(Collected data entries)
--- --- ---

PR #3482, opened 2025-10-07
impl(gax): Define concrete TransportSpanInfo struct

westarle:
Defines the TransportSpanInfo struct within the internal module to propagate transport-level details.

### DIFF
--- a/src/gax/src/response.rs
+++ b/src/gax/src/response.rs
@@ -113,7 +113,7 @@
 ///     Ok(Response::from(body))
 /// }
 /// ```
-///   
+///
 #[derive(Clone, Debug)]
 pub struct Response<T> {
     parts: Parts,
@@ -235,7 +235,7 @@ impl<T> Response<T> {
 ///     Some(&http::HeaderValue::from_static("application/json"))
 /// );
 /// ```
-///  
+///
 /// [tower]: https://github.com/tower-rs/tower
 #[derive(Clone, Debug, Default)]
 #[non_exhaustive]
@@ -243,7 +243,8 @@ pub struct Parts {
     /// The HTTP headers or the gRPC metadata converted to HTTP headers.
     pub headers: http::HeaderMap<http::HeaderValue>,
     // Internal field for transport-specific observability data.
-    pub(crate) client_request_span_info: Option<internal::ClientRequestSpanInfo>,
+    #[cfg(google_cloud_unstable_tracing)]
+    pub(crate) transport_span_info: Option<internal::TransportSpanInfo>,
 }
 
 impl Parts {
@@ -281,6 +282,7 @@ impl Parts {
     }
 }
 
+#[cfg(google_cloud_unstable_tracing)]
 #[cfg_attr(not(feature = "_internal-semver"), doc(hidden))]
 pub mod internal {
     //! This module contains implementation details. It is not part of the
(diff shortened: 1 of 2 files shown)


src/gax/src/response.rs
```diff
@@ -279,6 +281,89 @@ impl Parts {
...
+    #[derive(Debug, Clone, Default)]
+    pub struct ClientRequestSpanInfo {
+        // OpenTelemetry Semantic Conventions
+        /// The RPC system used.
+        ///
+        /// Examples: "grpc", "http"
+        pub rpc_system: Option<String>,
+        /// The full name of the service.
+        ///
+        /// Examples: "google.cloud.secretmanager.v1.SecretManagerService", "secretmanager.googleapis.com"
```
dbolduc: I think we should only ever use one of these.

dbolduc: I guess for something like a token refresh, we don't have an associated proto method. Meh.

src/gax/src/response.rs
```diff
@@ -279,6 +281,89 @@ impl Parts {
...
+        pub rpc_service: Option<String>,
+        /// The name of the method.
+        ///
+        /// Examples: "AccessSecretVersion", "GET"
```
dbolduc: Same. Seems like `http_request_method` is covering the `GET` case.

src/gax/src/response.rs
```diff
@@ -279,6 +281,89 @@ impl Parts {
...
+        pub url_domain: Option<String>,
+        /// A low-cardinality classification of the error.
+        ///
+        /// Examples: "404", "RATE_LIMIT_EXCEEDED", "CLIENT_TIMEOUT"
+        pub error_type: Option<String>,
+
+        // Custom GCP Attributes
+        /// The primary GCP resource being targeted.
+        ///
+        /// Example: //storage.googleapis.com/b/my-bucket
```
dbolduc: comment: Seems nice but difficult for us to compute

src/gax/src/response.rs
```diff
@@ -279,6 +281,89 @@ impl Parts {
...
+        pub gcp_resource_name: Option<String>,
+    }
+
+    /// Gets a reference to the ClientRequestSpanInfo from the response.
+    pub fn get_client_request_span_info<T>(
```
dbolduc: nit: drop the `get_`. It is not Rusty.

https://rust-lang.github.io/api-guidelines/naming.html#getter-names-follow-rust-convention-c-getter

src/gax/src/response.rs
```diff
@@ -279,6 +281,89 @@ impl Parts {
...
+    ) -> Option<&ClientRequestSpanInfo> {
+        response.parts.client_request_span_info.as_ref()
+    }
+
+    /// Sets the ClientRequestSpanInfo on the response.
+    pub fn set_client_request_span_info<T>(
+        response: &mut super::Response<T>,
+        info: Option<ClientRequestSpanInfo>,
+    ) {
+        response.parts.client_request_span_info = info;
```
dbolduc: comment: so we can only set all fields or nothing?

Some of the fields we know at compile time e.g. `rpc_service`, other fields like `url_domain` we know when the client is made, other fields like `grpc_status` we do not know until a request finishes.

is this a problem?

westarle: Good point, I think I have some extra information in here.  The real intent of this is to collect information from the response in a transport-agnostic way to update a span and ping the duration metric for end-to-end "single-RPC" latency.

I will reduce the scope to just info we need from the underlying transport at "response time".

src/gax/src/response.rs
westarle: I reduced the scope so I think this is obsolete.

src/gax/src/response.rs
westarle: this isn't present anymore.

src/gax/src/response.rs
westarle: done

src/gax/src/response.rs
westarle: reduced to just things that can change in the process of a request.

dbolduc (approved):

PR #3484, opened 2025-10-07
feat(auth): parse jwt id token as Token

alvarowolfx:
Towards #3449

### DIFF
--- a/src/auth/src/credentials/idtoken.rs
+++ b/src/auth/src/credentials/idtoken.rs
@@ -14,8 +14,14 @@
 
 use crate::Result;
 use crate::token::Token;
+use base64::{Engine as _, engine::general_purpose::URL_SAFE_NO_PAD};
+use gax::error::CredentialsError;
+use serde_json::Value;
+use std::collections::HashMap;
 use std::future::Future;
 use std::sync::Arc;
+use std::time::Duration;
+use tokio::time::Instant;
 
 /// Obtain [OIDC ID Tokens].
 ///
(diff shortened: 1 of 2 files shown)


src/auth/src/credentials/idtoken.rs
```diff
@@ -90,3 +96,80 @@ pub(crate) mod dynamic {
         }
     }
 }
+
+/// parse JWT ID Token string as google_cloud_auth::token::Token
+pub(crate) fn parse_id_token_from_str(token: String) -> Result<Token> {
```
coryan, line 100: You know that `Token` is not public, right?  Even if it was: how is this supposed to be used?  What would I do with one of those `Token`s parsed from a JWT ID Token?

alvarowolfx: oh, I haven't noticed that Token is not public. But in any case, there are two main purposes:
* to fill out the expires_at field that is used by the TokenCache internally and properly know when to fetch a new one
* for external users, they can access the claims like "aud", "email" and "email_verified" to check if the token has the expected target. But we can skip this, as we will need a provide a verify_token function anyway to properly verify the token signature and we can return the token claims so user can do the same verification. 

But now that I realized that Token is not public, I need to revisit the public IDTokenCredential trait to see what is going to be exposed to customers. Probably just return a String. cc @sai-sunder-s

sai-sunder-s: > for external users, they can access the claims like "aud", "email" and "email_verified" 

`Token` struct doesn't expose these directly. It just has the jwt string and the expiry we parse out from the jwt. Even though we have parsed the jwt, we are *currently* not adding them as fields in the Token struct and we need not do that as well.
The ID token is typically not used by the requestor themselves, they just use our library to get it and pass it along to another service like Cloud Run, who does the parsing and validation. (See the CUJs section in the design doc). So there is no reason for giving the caller a way to inspect the contents of it, they can just get the jwt string and send it to IAP or Cloud Run etc.

> we can return the token claims so user can do the same verification.

The user need not do the verification, they called us specifically to get the id token. It is the intended recipient (The service that the user is sending the id token to) who does the verification.

TLDR; lets just return the jwt string from the IDTokenCredential Trait, not Token struct. We will still parse it to get the expiry.

alvarowolfx: agree with all points @sai-sunder-s, my point was that we missed on the previous PR that the public trait should have returned just a String instead of Token. I've opened https://github.com/googleapis/google-cloud-rust/pull/3493 to address that. Also updated this PR to only focus on parsing the token and using just the `exp` field

src/auth/src/credentials/idtoken.rs
```diff
@@ -88,3 +95,87 @@ pub(crate) mod dynamic {
...
+        return Err(CredentialsError::from_msg(false, "invalid JWT token"));
+    }
+    let payload = URL_SAFE_NO_PAD
+        .decode(parts[1])
+        .map_err(|e| CredentialsError::from_source(false, e))?;
+
+    let claims: HashMap<String, Value> =
+        serde_json::from_slice(&payload).map_err(|e| CredentialsError::from_source(false, e))?;
+
+    let expires_at = claims["exp"].as_u64().and_then(instant_from_epoch_seconds);
```
sai-sunder-s, line 112: Is there some standard library that can do this parsing for us?

coryan: Maybe these can help:

https://github.com/googleapis/google-cloud-rust/blob/main/src/wkt/src/internal/uint64.rs

alvarowolfx: @sai-sunder-s you mean the whole jwt parsing or just the expiration and u64 -> Instant part ?

alvarowolfx: I did some experiments using https://docs.rs/jwt/latest/jwt/#verification, but felt like was not stricly need yet, but would be useful later when adding a verify function ( which is required per https://google.aip.dev/auth/4116#expected-behavior-for-verifying-id-tokens)

alvarowolfx: changes to use the `jwt` crate. Can't use the `jsonwebtoken` crate as it doesn't allow for parsing jwt without verifying the signature. 

```diff
diff --git a/Cargo.toml b/Cargo.toml
index 650ad5ce5..3d0f8348a 100644
--- a/Cargo.toml
+++ b/Cargo.toml
@@ -328,6 +328,8 @@ uuid               = { default-features = false, version = "1", features = ["v4"
 clap               = { default-features = false, version = "4" }
 parse-size         = { default-features = false, version = "1" }
 humantime          = { default-features = false, version = "2" }
+jwt                = { default-features = false, version = "0.16.0" }
+hmac               = { default-features = false, version = "0.12" }
 
 opentelemetry-semantic-conventions = { default-features = false, version = "0.30.0", features = [
   "semconv_experimental",
diff --git a/src/auth/Cargo.toml b/src/auth/Cargo.toml
index 98f420d4a..756dd0273 100644
--- a/src/auth/Cargo.toml
+++ b/src/auth/Cargo.toml
@@ -46,6 +46,9 @@ thiserror.workspace   = true
 time                  = { workspace = true, features = ["serde"] }
 tokio                 = { workspace = true, features = ["fs", "process"] }
 bon.workspace         = true
+sha2.workspace        = true
+jwt.workspace         = true
+hmac.workspace        = true
 # Local dependencies
 gax.workspace = true
 
diff --git a/src/auth/src/credentials/idtoken.rs b/src/auth/src/credentials/idtoken.rs
index 6bbc2201b..f2814c3db 100644
--- a/src/auth/src/credentials/idtoken.rs
+++ b/src/auth/src/credentials/idtoken.rs
@@ -14,8 +14,8 @@
 
 use crate::Result;
 use crate::token::Token;
-use base64::{Engine as _, engine::general_purpose::URL_SAFE_NO_PAD};
 use gax::error::CredentialsError;
+use jwt::{Token as JwtToken, header::Header};
 use serde_json::Value;
 use std::collections::HashMap;
 use std::future::Future;
@@ -98,16 +98,10 @@ pub(crate) mod dynamic {
 
 /// parse JWT ID Token string as google_cloud_auth::token::Token
 pub(crate) fn parse_id_token_from_str(token: String) -> Result<Token> {
-    let parts: Vec<&str> = token.split('.').collect();
-    if parts.len() != 3 {
-        return Err(CredentialsError::from_msg(false, "invalid JWT token"));
-    }
-    let payload = URL_SAFE_NO_PAD
-        .decode(parts[1])
-        .map_err(|e| CredentialsError::from_source(false, e))?;
-
-    let claims: HashMap<String, Value> =
-        serde_json::from_slice(&payload).map_err(|e| CredentialsError::from_source(false, e))?;
+    let jwt_token: JwtToken<Header, HashMap<String, Value>, _> =
+        JwtToken::parse_unverified(token.as_str())
+            .map_err(|e| CredentialsError::from_source(false, e))?;
+    let claims = jwt_token.claims();
 
     let expires_at = claims["exp"].as_u64().and_then(instant_from_epoch_seconds);
 
@@ -133,8 +127,10 @@ fn instant_from_epoch_seconds(secs: u64) -> Option<Instant> {
 pub(crate) mod tests {
     use super::parse_id_token_from_str;
     use super::*;
-    use base64::prelude::BASE64_URL_SAFE_NO_PAD;
+    use hmac::{Hmac, Mac};
+    use jwt::SignWithKey;
     use serial_test::parallel;
+    use sha2::Sha256;
     use std::time::{Duration, SystemTime, UNIX_EPOCH};
 
     type TestResult = anyhow::Result<()>;
@@ -152,10 +148,10 @@ pub(crate) mod tests {
             "iat": now.as_secs(),
         });
 
-        let json = serde_json::to_string(&claims).expect("failed to encode jwt claims");
-        let payload = BASE64_URL_SAFE_NO_PAD.encode(json.as_bytes());
+        let key: Hmac<Sha256> =
+            Hmac::new_from_slice(b"test-secret").expect("failed to create jwt secret");
 
-        format!("test_header.{}.test_signature", payload)
+        claims.sign_with_key(&key).expect("failed to sign jwt")
     }
 
     #[tokio::test]

```

sai-sunder-s: The diff looks good, this is what I meant.

PR #3485, opened 2025-10-07
test(auth): add integration tests for mds sourced id token

alvarowolfx:
Add integration tests for MDS sourced ID Tokens

Towards #3449 #3587

### DIFF
--- a/src/auth/integration-tests/src/lib.rs
+++ b/src/auth/integration-tests/src/lib.rs
@@ -20,12 +20,10 @@ use auth::credentials::{
         ProgrammaticBuilder as ExternalAccountProgrammaticBuilder,
     },
     impersonated::Builder as ImpersonatedCredentialsBuilder,
-    mds::idtoken::Builder as IDTokenMDSBuilder,
     service_account::Builder as ServiceAccountCredentialsBuilder,
     subject_token::{Builder as SubjectTokenBuilder, SubjectToken, SubjectTokenProvider},
 };
 use auth::errors::SubjectTokenProviderError;
-use base64::{Engine as _, engine::general_purpose::URL_SAFE_NO_PAD};
 use bigquery::client::DatasetService;
 use gax::error::rpc::Code;
 use httptest::{Expectation, Server, matchers::*, responders::*};
@@ -34,7 +32,6 @@ use language::client::LanguageService;
 use language::model::Document;
 use scoped_env::ScopedEnv;
 use secretmanager::{client::SecretManagerService, model::SecretPayload};
-use serde_json::Value;
 use std::sync::Arc;
 
 pub async fn service_account() -> anyhow::Result<()> {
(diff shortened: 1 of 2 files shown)


src/auth/integration-tests/src/lib.rs
```diff
@@ -525,3 +525,48 @@ impl SubjectTokenProvider for TestSubjectTokenProvider {
...
+        let audience = "https://example.com";
+
+        // Get the service account email from the metadata server directly
+        let client = reqwest::Client::new();
+        let expected_email = client
+            .get("http://metadata.google.internal/computeMetadata/v1/instance/service-accounts/default/email")
+            .header("Metadata-Flavor", "Google")
+            .send()
+            .await
+            .expect("failed to get service account email from metadata server")
```
dbolduc, line 545: Hmm... Consider skipping the rest of the test if there is no MDS. Then the test is not environment dependent.

The downside is that we might write a bad request here, not notice, and then get no coverage of the ID token logic. :shrug:

src/auth/integration-tests/src/lib.rs
```diff
@@ -525,3 +525,48 @@ impl SubjectTokenProvider for TestSubjectTokenProvider {
...
+            .text()
+            .await
+            .expect("failed to read service account email from metadata server response");
+
+        // Only works when running on an env that has MDS.
```
dbolduc, line 550: I don't like this.

src/auth/integration-tests/src/lib.rs
```diff
@@ -525,3 +525,48 @@ impl SubjectTokenProvider for TestSubjectTokenProvider {
...
+        let id_token_creds = IDTokenMDSBuilder::new(audience)
+            .with_format("full")
+            .build()
+            .expect("failed to create id token credentials");
```
dbolduc, line 554: nit: why panic with `expect(...)` instead of surfacing error with the `?` operator?

(Here and elsewhere)

src/auth/integration-tests/src/lib.rs
dbolduc: Or you could copy @coryan's approach from #3614

alvarowolfx: we already have other tests in the auth integration test that depend on MDS. That change on using an env variable flag for that would need to be applied to other tests. Also, when developing from a VM, the MDS is available, so we would have to pass those extra flags. It would be nice if we can detect if MDS is available in a different way.

src/auth/integration-tests/src/lib.rs
alvarowolfx: me neither haha had to adapt since I came back working on auth stuff, since for building auth features, a lot of them have MDS related features.

src/auth/integration-tests/src/lib.rs
alvarowolfx: it's easier to see where it failed, I remember debugging some flaky issues because and without that, we only now the top level function that failed, but no exactly the line that caused it.

src/auth/integration-tests/src/lib.rs
dbolduc: Ok, I am cool with not bothering to make the auth tests run outside of GCP.

I haven't run them in months, and when I did, I used my cloudtop.

src/auth/integration-tests/src/lib.rs
dbolduc: Ack thanks. I guess that is a downside of the test driver / test library set up.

--- --- ---

Copy every line in the records above that contains the word "language".

@@ -34,7 +32,6 @@ use language::client::LanguageService;
 use language::model::Document;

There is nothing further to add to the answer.